Where the string "your" shows up in a line of the records, copy that line.

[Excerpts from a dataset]
--- --- ---

PR #268, opened 2024-07-22
Enhancement: Deepspeed Launch Template & Now Compatible with GPU Binding

LemonAndRabbit:
As noted by @jychoi-hpc in the [previous pull request](https://github.com/ORNL/HydraGNN/pull/264#issuecomment-2237505680), the DeepSpeed backend fails to initialize when a rank has only one visible GPU (e.g., when launched with --`gpus-per-task=1`).

The root cause is that DeepSpeed defaults to determining GPU ordinals based on the `LOCAL_RANK` environment variable if no `device_rank` is passed, but with one visible GPU per rank, only device ordinal 0 is valid, which makes all ranks except local_rank 0 fails. 

Although this default mapping works when granting visibility of all GPUs to all ranks, it may not be optimal considering the [heterogeneous connectivity](https://docs.olcf.ornl.gov/systems/frontier_user_guide.html#frontier-compute-nodes) between CPU caches and GPUs on Frontier. For optimal performance, it is recommended to use `--gpus-per-task=1 --gpu-bind=closest`, as outlined [here](https://docs.olcf.ornl.gov/systems/frontier_user_guide.html#gpu-mapping).

In this pull request, I have addressed the issue by explicitly specifying which GPU to use (i.e. passing a `device_rank=0` to deepspeed if only having one visible GPU). This ensures that the DeepSpeed backend functions correctly with both one visible GPU per rank (e.g., launched with `--gpus-per-task=1`) and all GPUs visible to all ranks (e.g., launched with `--gres=gpu:8`).

Additionally, I have included a bash template to facilitate running the DeepSpeed backend on Frontier.

### DIFF
--- a/hydragnn/utils/distributed.py
+++ b/hydragnn/utils/distributed.py
@@ -233,13 +233,15 @@ def get_device_name(use_gpu=True, rank_per_model=1, verbosity_level=0, no_prefix
 
     return device_name
 
+
 def get_deepspeed_init_args():
     class Obj(object):
         pass
-    
+
     obj = Obj()
     obj.device_rank = int(get_device_name(no_prefix=True))
     return obj
+
 
 def get_local_rank():
     localrank = 0
--- a/hydragnn/utils/distributed.py
+++ b/hydragnn/utils/distributed.py
@@ -198,7 +198,7 @@ def get_device_list():
     return available_gpus
 
 
-def get_device_name(use_gpu=True, rank_per_model=1, verbosity_level=0):
+def get_device_name(use_gpu=True, rank_per_model=1, verbosity_level=0, no_prefix=False):
 
     available_gpus = get_device_list()
     if not use_gpu or not available_gpus:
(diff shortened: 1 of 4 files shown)


allaffa (commented):
I need some clarifications.

hydragnn/utils/distributed.py
```diff
@@ -226,11 +226,23 @@ def get_device_name(use_gpu=True, rank_per_model=1, verbosity_level=0):
...
 
     return device_name
 
 
+def get_deepspeed_init_args():
+    class Obj(object):
+        pass
+
+    obj = Obj()
+    obj.device_rank = int(get_device_name(no_prefix=True))
```
allaffa, line 242: @LemonAndRabbit 
If I understand correctly, when `gpu-per-rank=1` each rank generates an object with `obj.device_rank=0`. Is this the case?

LemonAndRabbit: Yes, your understanding is correct.

allaffa: > Yes, your understanding is correct.

Why does this work whereas passing "coda:0" for each rank does not?

LemonAndRabbit: Because deepspeed expects an integer device ordinal instead of a string for this field.

allaffa: > Because deepspeed expects an integer device ordinal instead of a string for this field.

In the description of the PR, you said that the previous version of the code was making DeepSpeed work if `--gres=gpu:8`. 
However, `get_device_name` was expected to return a string also in that case. So why returning a string with `--gres=gpu:8` was ok, but returning a string with `--gpus-per-task=1 --gpu-bind=closest` was causing issues?

LemonAndRabbit: In the previous version, we did not pass any device_rank into deepspeed, but relied on its [internal code](https://github.com/microsoft/DeepSpeed/blob/v0.14.1/deepspeed/runtime/engine.py#L977) to decide which device to use, which defaults to `LOCAL_RANK` environmental variable.

allaffa (approved):

pzhanggit (approved):
Looks good to me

--- --- ---

→ **THE COMPLETED TASK**
LemonAndRabbit: Yes, your understanding is correct.
allaffa: > Yes, your understanding is correct.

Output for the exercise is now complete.